See "The Verriest Lecture 2009: Recent progress in understanding mammalian
color vision"

[https://pdfs.semanticscholar.org/c9df/0b61e4a45e10577c001513...](https://pdfs.semanticscholar.org/c9df/0b61e4a45e10577c001513a4fc1432696b3c.pdf)

Particularly Figure 1. Vertebrate photopigment sensitivity drops off rapidly
toward the near IR (~700 nm).

I found this fascinating related (but not peer reviewed) document on arXiv,
"Did Evolution get it right? An evaluation of near-infrared imaging in
semantic scene segmentation"

[https://arxiv.org/pdf/1611.08815.pdf](https://arxiv.org/pdf/1611.08815.pdf)

The author performs semantic segmentation with convnets using conventional
visual-spectrum images and compares performance with images spectrally
extended into the near-infrared.

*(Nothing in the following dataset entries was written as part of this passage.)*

PR #1255, opened 2019-02-20
Throw checked exceptions in TenantData cache loader

amisevsk:
### What does this PR do?
Change `TenantDataProvider` to throw checked exceptions when unable to load tenant data.

The API doc for [`LoadingCache#get()`](https://static.javadoc.io/com.google.guava/guava/16.0/com/google/common/cache/LoadingCache.html#get(K)) specifies that an `ExecutionException` is thrown when a *checked* exception is thrown in the load method. We currently throw `RuntimeException`s, resulting in those errors being propagated to the top of the stack unhandled.

Check prod Kibana query `kubernetes.container_name:"rhche" AND kubernetes.namespace_name:"dsaas-production" AND *TenantDataProvider*`

Sample stacktrace:
```
com.google.common.util.concurrent.UncheckedExecutionException: java.lang.RuntimeException: Exception during the user tenant data retrieval
    [<snip>]
	at com.redhat.che.multitenant.TenantDataProvider.getUserCheTenantData(TenantDataProvider.java:92)
	at com.redhat.che.multitenant.Fabric8WorkspaceEnvironmentProvider.getUserCheTenantData(Fabric8WorkspaceEnvironmentProvider.java:168)
	at com.redhat.che.multitenant.Fabric8WorkspaceEnvironmentProvider.getWorkspacesOpenshiftConfig(Fabric8WorkspaceEnvironmentProvider.java:109)
	at com.redhat.che.multitenant.Fabric8OpenShiftClientFactory.buildConfig(Fabric8OpenShiftClientFactory.java:126)
	at org.eclipse.che.workspace.infrastructure.kubernetes.KubernetesClientFactory.create(KubernetesClientFactory.java:101)
    [<snip>]
Caused by: java.lang.RuntimeException: Exception during the user tenant data retrieval
	at com.redhat.che.multitenant.TenantDataProvider.loadUserCheTenantData(TenantDataProvider.java:125)
    [snip]
	... 87 common frames omitted
Caused by: java.io.IOException: Failed access: https://api.openshift.io/api/user/services?token, method: GET, response code: 401, message: {"errors":[{"code":"jwt_security_error","detail":"JWT validation failed: crypto/rsa: verification error","id":"VLh4JIPD","status":"401","title":"Unauthorized"}]}

	at org.eclipse.che.api.core.rest.DefaultHttpJsonRequest.doRequest(DefaultHttpJsonRequest.java:285)
	at org.eclipse.che.api.core.rest.DefaultHttpJsonRequest.request(DefaultHttpJsonRequest.java:164)
	at com.redhat.che.multitenant.TenantDataProvider.getResponseBody(TenantDataProvider.java:178)
	at com.redhat.che.multitenant.TenantDataProvider.loadUserCheTenantData(TenantDataProvider.java:117)
	... 92 common frames omitted
```

Tested on dev-cluster -- creation / start / stop of workspace works as expected.


plugins/fabric8-multi-tenant-manager/src/main/java/com/redhat/che/multitenant/TenantDataProvider.java
```diff
@@ -179,6 +118,72 @@ private String getResponseBody(final String endpoint, final String keycloakToken
     return response.asString();
   }
 
+  private class TenantDataLoader extends CacheLoader<CacheKey, UserCheTenantData> {
```
ibuziuk: if we started the refactoring maybe it makes sense to create a separate non-private class ?

amisevsk: I only moved it to a private class because the previous format (`CacheLoader#from(...)`) doesn't allow exceptions to be thrown. I still think that these classes (`TenantDataLoader` and `CacheKey`) only many sense within `TenantDataProvider` for now.

plugins/fabric8-multi-tenant-manager/src/main/java/com/redhat/che/multitenant/TenantDataProvider.java
```diff
@@ -179,6 +118,72 @@ private String getResponseBody(final String endpoint, final String keycloakToken
...
+
+    @Override
+    public UserCheTenantData load(CacheKey cacheKey) throws InfrastructureException {
+      if (standalone) {
```
garagatyi: Do we need this standalone part at all? AFAIK we wanted to remove single user functionality completely. Maybe it worth removing this part now?

plugins/fabric8-multi-tenant-manager/src/main/java/com/redhat/che/multitenant/TenantDataProvider.java
```diff
@@ -179,6 +118,72 @@ private String getResponseBody(final String endpoint, final String keycloakToken
...
+            namespaceToUse = "myproject";
+        }
+        return new UserCheTenantData(
+            namespaceToUse, "https://kubernetes.default.svc", "dummy.prefix.unused", false);
+      }
+
+      String responseBody;
+      try {
+        responseBody = getResponseBody(fabric8UserServiceEndpoint, cacheKey.keycloakToken);
+      } catch (ServerException
```
garagatyi: Can we just use Exception instead of listing all possible exceptions here?

plugins/fabric8-multi-tenant-manager/src/main/java/com/redhat/che/multitenant/TenantDataProvider.java
ibuziuk: AFAIK, standalone = minishift rh-che addon

plugins/fabric8-multi-tenant-manager/src/main/java/com/redhat/che/multitenant/TenantDataProvider.java
```diff
@@ -179,6 +118,72 @@ private String getResponseBody(final String endpoint, final String keycloakToken
...
+          | UnauthorizedException
+          | ForbiddenException
+          | NotFoundException
+          | ConflictException
+          | BadRequestException
+          | IOException e) {
+        throw new InfrastructureException("Exception during the user tenant data retrieval", e);
+      }
+      try {
+        final JsonArray namespaces =
```
garagatyi: It is legacy code but still this code is very complex for such a simple thing as getting fields of an object from a response. You could drastically improve this code by refactoring parsing. You could create an object with only fields that we need here and parse response as a single operation instead of traversing it manually. You could use Google GSON used here or switch to Jackson - both libraries are heavily used in upstream Che.

plugins/fabric8-multi-tenant-manager/src/main/java/com/redhat/che/multitenant/TenantDataProvider.java
garagatyi: oh, I forgot about this use-case,thanks

plugins/fabric8-multi-tenant-manager/src/main/java/com/redhat/che/multitenant/TenantDataProvider.java
amisevsk: We can -- I just copy-pasted :)

Fixed.

plugins/fabric8-multi-tenant-manager/src/main/java/com/redhat/che/multitenant/TenantDataProvider.java
```diff
@@ -179,6 +118,72 @@ private String getResponseBody(final String endpoint, final String keycloakToken
     return response.asString();
   }
 
+  private class TenantDataLoader extends CacheLoader<CacheKey, UserCheTenantData> {
+
+    @Override
+    public UserCheTenantData load(CacheKey cacheKey) throws InfrastructureException {
```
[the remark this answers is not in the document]
amisevsk: Good point -- added tests

plugins/fabric8-multi-tenant-manager/src/main/java/com/redhat/che/multitenant/TenantDataProvider.java
amisevsk: Mostly I was avoiding this because I hate dealing with json in Java ;)

amisevsk:
@garagatyi I've added two commits, one refactoring TenantDataProvider into multiple classes, and another adding test cases for the above. See commit messages for more detailed description of changes.

amisevsk:
>  I would love seeing this code refactored

I usually avoid refactoring unless it is necessary, since I think it makes review more complicated, but I agree it's probably helpful in this case.

plugins/fabric8-multi-tenant-manager/src/main/java/com/redhat/che/multitenant/tenantdata/TenantDataCacheKey.java
```diff
@@ -0,0 +1,40 @@
+package com.redhat.che.multitenant.tenantdata;
```
ibuziuk: no license header

plugins/fabric8-multi-tenant-manager/src/main/java/com/redhat/che/multitenant/tenantdata/TenantDataCacheLoader.java
```diff
@@ -0,0 +1,100 @@
+package com.redhat.che.multitenant.tenantdata;
```
ibuziuk: no license header

plugins/fabric8-multi-tenant-manager/src/main/java/com/redhat/che/multitenant/tenantdata/TenantDataCacheKey.java
amisevsk: Fixed.

plugins/fabric8-multi-tenant-manager/src/main/java/com/redhat/che/multitenant/tenantdata/TenantDataCacheLoader.java
amisevsk: Fixed.

plugins/fabric8-multi-tenant-manager/src/main/java/com/redhat/che/multitenant/tenantdata/TenantDataProvider.java
```diff
@@ -0,0 +1,78 @@
...
+   * @param namespaceType type of the namespace which tenant data are requested
+   * @throws InfrastructureException when any error occurs or there is no namespace of specified
+   *     type in user's tenant
+   */
+  public UserCheTenantData getUserCheTenantData(Subject subject, String namespaceType)
+      throws InfrastructureException {
+    checkSubject(subject);
+
+    String keycloakToken = subject.getToken();
+    if (keycloakToken == null) {
```
garagatyi: Could we move this into checkSubject method?

plugins/fabric8-multi-tenant-manager/src/main/java/com/redhat/che/multitenant/tenantdata/TenantDataCacheLoader.java
```diff
@@ -0,0 +1,111 @@
...
+              new UserCheTenantData(
+                  ns.getName(),
+                  ns.getClusterUrl(),
+                  ns.getClusterAppDomain(),
+                  ns.isClusterCapacityExhausted());
+          UserCheTenantDataValidator.validate(cheTenantData);
+          return cheTenantData;
+        }
+      }
+    } catch (ValidationException | JsonSyntaxException e) {
```
garagatyi: Is NPE possible here?

plugins/fabric8-multi-tenant-manager/src/main/java/com/redhat/che/multitenant/tenantdata/TenantDataProvider.java
garagatyi: Could you check whether this case is covered by unit tests?

garagatyi:
> I usually avoid refactoring unless it is necessary, since I think it makes review more complicated, but I agree it's probably helpful in this case.

@amisevsk we wouldn't have an opportunity to refactor on purpose. It's like a dream for an engineer that is unachievable unless code got really shitty. I'm trying to refactor the code on every occasion and recommend doing the same to others. Like TenantDataProvider class - even though I'm listed as the author, I just moved this code out of the another class. Now you are simplifying it hugely and code looks way better after several improvements by different engineers. 
Apart from that, an engineer rarely has an idea of the clean, bug-free and testable code right away, so it is better to improve code iteratively and with small changes. 

And thank you for the refactoring and tests!

plugins/fabric8-multi-tenant-manager/src/main/java/com/redhat/che/multitenant/tenantdata/TenantDataCacheLoader.java
```diff
@@ -0,0 +1,111 @@
...
+          "Invalid response from Fabric8 user services:" + responseBody, e);
+    }
+    throw new InfrastructureException(
+        format(
+            "No namespace with type '%s' was found in the user tenant",
+            cacheKey.getNamespaceType()));
+  }
+
+  private UserCheTenantData loadStandalone(TenantDataCacheKey cacheKey) {
+    String namespaceType = cacheKey.getNamespaceType();
```
garagatyi: We could move this to the retriever since caching is not needed for this case.

plugins/fabric8-multi-tenant-manager/src/test/java/com/redhat/che/multitenant/tenantdata/TenantDataCacheLoaderTest.java
```diff
@@ -0,0 +1,158 @@
...
+    UserCheTenantData data = cacheLoader.load(cacheKey);
+
+    // Then
+    assertEquals(data.getRouteBaseSuffix(), ROUTE_PREFIX);
+    assertEquals(data.getClusterUrl(), CLUSTER_URL);
+    assertEquals(data.getNamespace(), NAMESPACE);
+    assertEquals(data.isClusterCapacityExhausted(), false);
+  }
+
+  @Test(expectedExceptions = InfrastructureException.class)
```
garagatyi: From my experience tests that expect exception but do not specify exception message tend to degrade after new changes because some another error is caught instead of the error that was supposed to be caught by the test. Consider adding exception message.

plugins/fabric8-multi-tenant-manager/src/test/java/com/redhat/che/multitenant/tenantdata/TenantDataCacheLoaderTest.java
```diff
@@ -0,0 +1,158 @@
...
+    TenantDataCacheKey cacheKey = new TenantDataCacheKey("token", "che");
+
+    // When
+    cacheLoader.load(cacheKey);
+  }
+
+  @Test
+  public void standaloneShouldReturnDefaultDataWithCheNamespaceType() throws Exception {
+    // Given
+    TenantDataCacheKey cacheKey = new TenantDataCacheKey("token", "che");
```
garagatyi: Consider adding test that checks case when json is valid but an attribute is null instead of the object. This potentially can emit NPE. For example 
 ```json
{
    "data": {
        "attributes": null
    }
}
```

amisevsk: I've added a test cast to cover the NPE described above, that *should* cover this. Apart from that if any of the fields in namespace is null that should cause a `ValidationException`.

plugins/fabric8-multi-tenant-manager/src/test/java/com/redhat/che/multitenant/tenantdata/TenantDataCacheLoaderTest.java
amisevsk: Added regexes.

plugins/fabric8-multi-tenant-manager/src/main/java/com/redhat/che/multitenant/tenantdata/TenantDataCacheLoader.java
amisevsk: You're right, that's cleaner.

plugins/fabric8-multi-tenant-manager/src/main/java/com/redhat/che/multitenant/tenantdata/TenantDataProvider.java
amisevsk: Added test case

plugins/fabric8-multi-tenant-manager/src/main/java/com/redhat/che/multitenant/tenantdata/TenantDataCacheLoader.java
amisevsk: Good point -- I was looking at the validator but if the response cannot be parsed at all then `ns` could be null.

Added test case to cover this scenario.

plugins/fabric8-multi-tenant-manager/src/main/java/com/redhat/che/multitenant/tenantdata/TenantDataProvider.java
amisevsk: Done.

plugins/fabric8-multi-tenant-manager/src/test/java/com/redhat/che/multitenant/tenantdata/TenantDataCacheLoaderTest.java
amisevsk: Added a javadoc to the `getNamespaces()` method to mention the potential NPE.

amisevsk:
[test]

ibuziuk:
@amisevsk there are some proposals from Codancy (e.g. Avoid unused private fields such as 'standaloneCacheLoader'.)

ibuziuk:
[test]

amisevsk:
Fixed codacy comments (came in late at night) and squashed fixup commits into previous.

amisevsk:
[test]

ibuziuk:
[test]

amisevsk:
[test]

amisevsk:
[test]

ibuziuk:
[test]

ibuziuk:
[test]

ibuziuk:
[test]

amisevsk:
postgres issue again :/

ibuziuk:
[test]

ibuziuk:
[test]

amisevsk:
[test]

amisevsk:
[test]

ibuziuk:
[test]

ibuziuk:
[test]

ibuziuk:
[test]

He finds that adding the additional NIR band
did not improve task performance -- hence that evolution "got it right" by not
expanding vision into a wavelength region that fails to improve semantic
segmentation. I'm not sure how good this work is from a professional
biologist's perspective, but I found it damn interesting.

EDIT: note that this laser operating at 1550 nm is far from the long wave IR
(~8000 nm and up) that various animals sense to detect prey body heat.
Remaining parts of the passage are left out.